__Aim of the exercise__.
Please retype the listing below without a single change.

__Record excerpts__.
======

PR #1413, opened 2022-03-25
Hide remote timeline index access details

SomeoneToIgnore:
A follow-up of https://github.com/zenithdb/zenith/pull/1163#discussion_r829517039


dhammika (approved):
+1 I'm not sure if `Accessor` adds any additional info, may be just call it RemoteIndex.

======

__The completed task__.
PR #1413, opened 2022-03-25
Hide remote timeline index access details

SomeoneToIgnore:
A follow-up of https://github.com/zenithdb/zenith/pull/1163#discussion_r829517039


dhammika (approved):
+1 I'm not sure if `Accessor` adds any additional info, may be just call it RemoteIndex.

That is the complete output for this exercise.